If there’s a modern generalist bookstore working on a margin of more than, say, five percent (and I suspect that is VERY generous), I’ll be surprised.
I believe that unless you are at a certain margin of returns (Like if you’re making boxfulls of returns every single week), returns are a horrifically inefficient system of doing business: you’re spending inbound and outbound shipping, and employee man-hours to paperwork, pick, and pack something you’ve generated ZERO income on. Twice. Plus you’ve lost the opportunity cost of that cash.
Jinkies!
…and he had another point that I’d like to speak to, but let’s start with numbers.
From the Retail Owners Institute posted benchmarks for bookstores:
The gross margin on books is 40%. That is to say, for every dollar of a book sold, the store can pocket 40 cents.
Average turnover is 3 to 3.5 — as explained on their site turnover is how often your inventory is (theoretically) sold through and replaced. It’s a ratio of sales (in dollars) to inventory (in dollars) so it doesn’t mean that every book sells 3 copies, just that if your standing inventory (books on shelves) costs, say, $1000 then most book stores will sell $3000 to $3500 worth of books over the course of a year. It’s not like an investment of $1000 automatically triples, though;
Let me phrase it another way: If you have room for 1000 manga in your store, and the turnover ratio on manga is 3.6, then you sell on average 300 manga a month — which you then have to reorder to replace. (Reorders that will cost additional money). Turnover is not so much an indication of sales, rather it shows how well inventory performs. Knowing this ratio, particularly if you break it down by category, can help an owner in determining how much shelf space and floor footprint to allocate to each chunk of her business.

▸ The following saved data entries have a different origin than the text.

PR #29363, opened 2025-03-24
Display entity-ref in GroupProfileCard

juliusKB4:

This adds the entity-ref to the `GroupProfileCard` so that groups can easily identify their Group ID.

GroupProfileCard

### DIFF
--- a/plugins/org/src/components/Cards/Group/GroupProfile/GroupProfileCard.tsx
+++ b/plugins/org/src/components/Cards/Group/GroupProfile/GroupProfileCard.tsx
@@ -203,19 +203,17 @@ export const GroupProfileCard = (props: {
                 secondary="Child Groups"
               />
             </ListItem>
-            {stringifyEntityRef(group) && (
-              <ListItem>
-                <ListItemIcon>
-                  <Tooltip title="Group ID">
-                    <PermIdentityIcon />
-                  </Tooltip>
-                </ListItemIcon>
-                <ListItemText
-                  primary={stringifyEntityRef(group)}
-                  secondary="Group ID"
-                />
-              </ListItem>
-            )}
+            <ListItem>
+              <ListItemIcon>
+                <Tooltip title="Entity Ref">
+                  <PermIdentityIcon />
+                </Tooltip>
+              </ListItemIcon>
+              <ListItemText
+                primary={stringifyEntityRef(group)}
+                secondary="Entity Ref"
+              />
+            </ListItem>
             {props?.showLinks && <LinksGroup links={links} />}
           </List>
         </Grid>
--- a/plugins/org/src/components/Cards/Group/GroupProfile/GroupProfileCard.tsx
+++ b/plugins/org/src/components/Cards/Group/GroupProfile/GroupProfileCard.tsx
@@ -150,6 +150,17 @@ export const GroupProfileCard = (props: {
         </Grid>
         <Grid item md={10} xl={11}>
           <List>
+            <ListItem>
+              <ListItemIcon>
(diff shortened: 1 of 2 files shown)


juliusKB4:
> Hi @juliusKB4, just a heads up that changes to these cards have been generally closed to contributions with the recommendation to fork them as needed. Will leave that to the Maintainers to make a final call on though, juts don't want you to be surprised by their decision.
> 
> I'll note that the `entityRef `is listed in the Inspect Entity dialog, here's an example: https://demo.backstage.io/catalog/default/group/boxoffice?inspect=

Thank you for the info!

plugins/org/src/components/Cards/Group/GroupProfile/GroupProfileCard.tsx
```diff
@@ -202,6 +203,19 @@ export const GroupProfileCard = (props: {
                 secondary="Child Groups"
               />
             </ListItem>
+            {stringifyEntityRef(group) && (
```
Rugvip, line 206: The check here isn't needed right? `stringifyEntityRef` will always return a truthy value

plugins/org/src/components/Cards/Group/GroupProfile/GroupProfileCard.tsx
```diff
@@ -202,6 +203,19 @@ export const GroupProfileCard = (props: {
...
+              <ListItem>
+                <ListItemIcon>
+                  <Tooltip title="Group ID">
+                    <PermIdentityIcon />
+                  </Tooltip>
+                </ListItemIcon>
+                <ListItemText
+                  primary={stringifyEntityRef(group)}
+                  secondary="Group ID"
```
Rugvip, line 215: Thinking we should use the term "entity reference", "entity ref", or "group ref" instead. This isn't referred to as an ID in other places

Rugvip (commented):
Thank you!

Was thinking this was redundant if we group doesn't have a title, but realizing there's enough space and we kinda might as well put the entire ref in here. You can already see the ref in the tooltip header as well though but you can't copy it from there.

I do think a more general solution might be useful in the long term though, but we always roll this back if we find a that solution.

plugins/org/src/components/Cards/Group/GroupProfile/GroupProfileCard.tsx
juliusKB4: you're correct, updated/removed

plugins/org/src/components/Cards/Group/GroupProfile/GroupProfileCard.tsx
juliusKB4: @Rugvip updated to "Entity Ref"

juliusKB4:
> Thank you!
> 
> Was thinking this was redundant if we group doesn't have a title, but realizing there's enough space and we kinda might as well put the entire ref in here. You can already see the ref in the tooltip header as well though but you can't copy it from there.
> 
> I do think a more general solution might be useful in the long term though, but we always roll this back if we find a that solution.

@Rugvip made the edits you suggested

vinzscam:
it feels strange to have the entityRef at the bottom, especially below the parent and child groups. Would it make sense to put  it at the top instead?

juliusKB4:
> it feels strange to have the entityRef at the bottom, especially below the parent and child groups. Would it make sense to put it at the top instead?

@vinzscam all the way at the top? above the email?

Rugvip (approved):
wfm 👍

vinzscam (approved):
🙏

PR #29369, opened 2025-03-24
deps: force transitive update of cpu-features to 0.0.10

BethGriggs:

When running `yarn install` on a fresh clone using Node.js 22, you may see a native build failure for cpu-features@0.0.9:

```console
➤ YN0008: │ cpu-features@npm:0.0.9 must be rebuilt because its dependency tree changed
➤ YN0009: │ cpu-features@npm:0.0.9 couldn't be built successfully (exit code 1)
```

Errors are:
```
In file included from ../src/binding.cc:3:
../../nan/nan.h:2548:8: error: no matching member function for call to 'SetAccessor'
 2548 |   tpl->SetAccessor(
      |   ~~~~~^~~~~~~~~~~
/Users/bgriggs/Library/Caches/node-gyp/22.14.0/include/node/v8-template.h:1055:8: note: candidate function not viable: no known conversion from 'v8::AccessControl' to 'PropertyAttribute' for 5th argument
 1055 |   void SetAccessor(
      |        ^
 1056 |       Local<Name> name, AccessorNameGetterCallback getter,
 1057 |       AccessorNameSetterCallback setter = nullptr,
 1058 |       Local<Value> data = Local<Value>(), PropertyAttribute attribute = None,
      |                                           ~~~~~~~~~~~~~~~~~~~~~~~~~~~~~~~~~~
```

This happens because that version of `cpu-features` isn’t compatible with Node 22’s V8 API. The package is optional, so it doesn’t actually break the `yarn install`, but the error is noisy and can be misleading.

The issue only shows up on first install (when the native module builds), but it can also be reproduced by running `yarn rebuild`.

This PR updates the `yarn.lock` to pull in cpu-features@0.0.10, which builds cleanly and resolves the build error/warning.

This was the most minimally invasive way to fix the issue without doing a full `yarn.lock` regeneration. Open to exploring a wider update if preferred, but this seemed like the safest low-impact change for now.

### DIFF
--- a/yarn.lock
+++ b/yarn.lock
@@ -26304,13 +26304,13 @@ __metadata:
   linkType: hard
 
 "cpu-features@npm:~0.0.9":
-  version: 0.0.9
-  resolution: "cpu-features@npm:0.0.9"
+  version: 0.0.10
+  resolution: "cpu-features@npm:0.0.10"
   dependencies:
     buildcheck: "npm:~0.0.6"
-    nan: "npm:^2.17.0"
+    nan: "npm:^2.19.0"
     node-gyp: "npm:latest"
-  checksum: 10/05a4ec51fff87fcde9ca91021d9a0e73a34eb190b14163f7394757ce2470a85393bc49985915bc0bc0ad7ac1ac79caee21f8626a82b535262d9b7d012f805d64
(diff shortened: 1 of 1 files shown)


BethGriggs:
Rebased, I still think this is worthwhile as the noisy errors do make it harder to debug/find real failures.

benjdlambert (approved):
Nice - let's go with this :pray:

Let’s go back to that margin: 40%. You might think that sounds good. Maybe it is, I’m not sure. I looked at some other retail types on the ROI site and it seems to be average. But 40 cents out of the dollar is the gross profit, and we need to start paying bills out of that.
Sure, the book is paid for when you make the sale; that was the other 60 cents. Rent, payroll, power to keep the lights on and run the register, set-asides for maintenance and upkeep, interest on debts… not much is going to be left. In fact, the ROI lists the average profits at a scant 1% — in an OK year, that is, the last couple of years have been very rough and they cite numbers for 2007 and 2008 at only .4%.
Less than half a penny for every dollar in sales. And that’s before taxes so the take-home is going to be even less.
The good news is that all those ha’pennies are profits — Rent’s paid, the lights are on, your employees can afford the fancy ramen in the styrofoam cup — so even very thin margins are good, so long as you don’t have a mountain of debt you were hoping to pay off.
Borders, for example.
1% (or less, these past years) is an industry average. B&N and Books-a-million both reported profits for 2008 that were higher than that (1.8 and 2.1 percent of sales, respectively) and they made money even though sales were down by about 5% for the year.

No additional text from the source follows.